Author: Jane L. Parpart
Publisher: IDRC
Published: 2000
Total Pages: 232
ISBN-13: 0889369100
DOWNLOAD EBOOKTheoretical Perspectives on Gender and Development demytsifies the theory of gender and development and shows how it plays an important role in everyday life. It explores the evolution of gender and development theory, introduces competing theoretical frameworks, and examines new and emerging debates. The focus is on the implications of theory for policy and practice, and the need to theorize gender and development to create a more egalitarian society.
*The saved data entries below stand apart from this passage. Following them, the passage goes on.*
PR #2489, opened 2024-07-11
refactor(iroh-net): Switch to new iroh-relay route `/relay` instead of `/derp`

matheus23:
Split out from #2419, copy of #2441, because I forgot to switch the base branch :upside_down_face: 

Splitting this out means we can deploy the relay changes one release in advance to the changes in the client.

Otherwise, we'd need to update the relays ASAP when we release 0.20, as clients will expect to be able to connect to the `/relay` route (which may not be deployed immediately after the release).

## Description

- Switches the client to connect to `/relay` instead of `/derp`.

## Breaking Changes

None

## Notes & open questions

Also a PR related to #2378 

I allowed myself to add in another `derive_more::Debug` instance instead of a custom, outdated `impl Debug`, if that's okay with you :grin: 

## Change checklist

- [X] Self-review.
- [X] Tests if relevant.


matheus23:
Base branch didn't switch automatically in the original PR... Will need to address conflicts today :v:

matheus23:
This PR contains the same +5 -12 lines of code change that #2441 does (I verified this manually).

dignifiedquire:
one issue with this I see is that relays that are not updated will not work anymore, so we might want to wait even one more release to merge this

matheus23:
@dignifiedquire one release more seems somewhat arbitrary.
Can we tell partners that run their own relay that they have to update their relays before they update their clients?
This will be true regardless of when we release this change.

matheus23:
@dignifiedquire looks like you've solved the social problem, given this is now assigned the 0.21 milestone.
Can I have a quick :+1: on this PR? It's actually the same code as [another PR that was already accepted](https://github.com/n0-computer/iroh/pull/2441).

dignifiedquire (approved):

This book is intended for classroom and workshop use in the fields ofdevelopment studies, development theory, gender and development, and women's studies. Its clear and straightforward prose will be appreciated by undergraduate and seasoned professional, alike. Classroom exercises, study questions, activities, and case studies are included. It is designed for use in both formal and nonformal educational settings.
Author: Nancy Fraser
Publisher: Verso Books
Published: 2013-04-09
Total Pages: 257
ISBN-13: 1844679845
DOWNLOAD EBOOKNancy Fraser’s major new book traces the feminist movement’s evolution since the 1970s and anticipates a new—radical and egalitarian—phase of feminist thought and action. During the ferment of the New Left, “Second Wave” feminism emerged as a struggle for women’s liberation and took its place alongside other radical movements that were questioning core features of capitalist society. But feminism’s subsequent immersion in identity politics coincided with a decline in its utopian energies and the rise of neoliberalism. Now, foreseeing a revival in the movement, Fraser argues for a reinvigorated feminist radicalism able to address the global economic crisis. Feminism can be a force working in concert with other egalitarian movements in the struggle to bring the economy under democratic control, while building on the visionary potential of the earlier waves of women’s liberation. This powerful new account is set to become a landmark of feminist thought.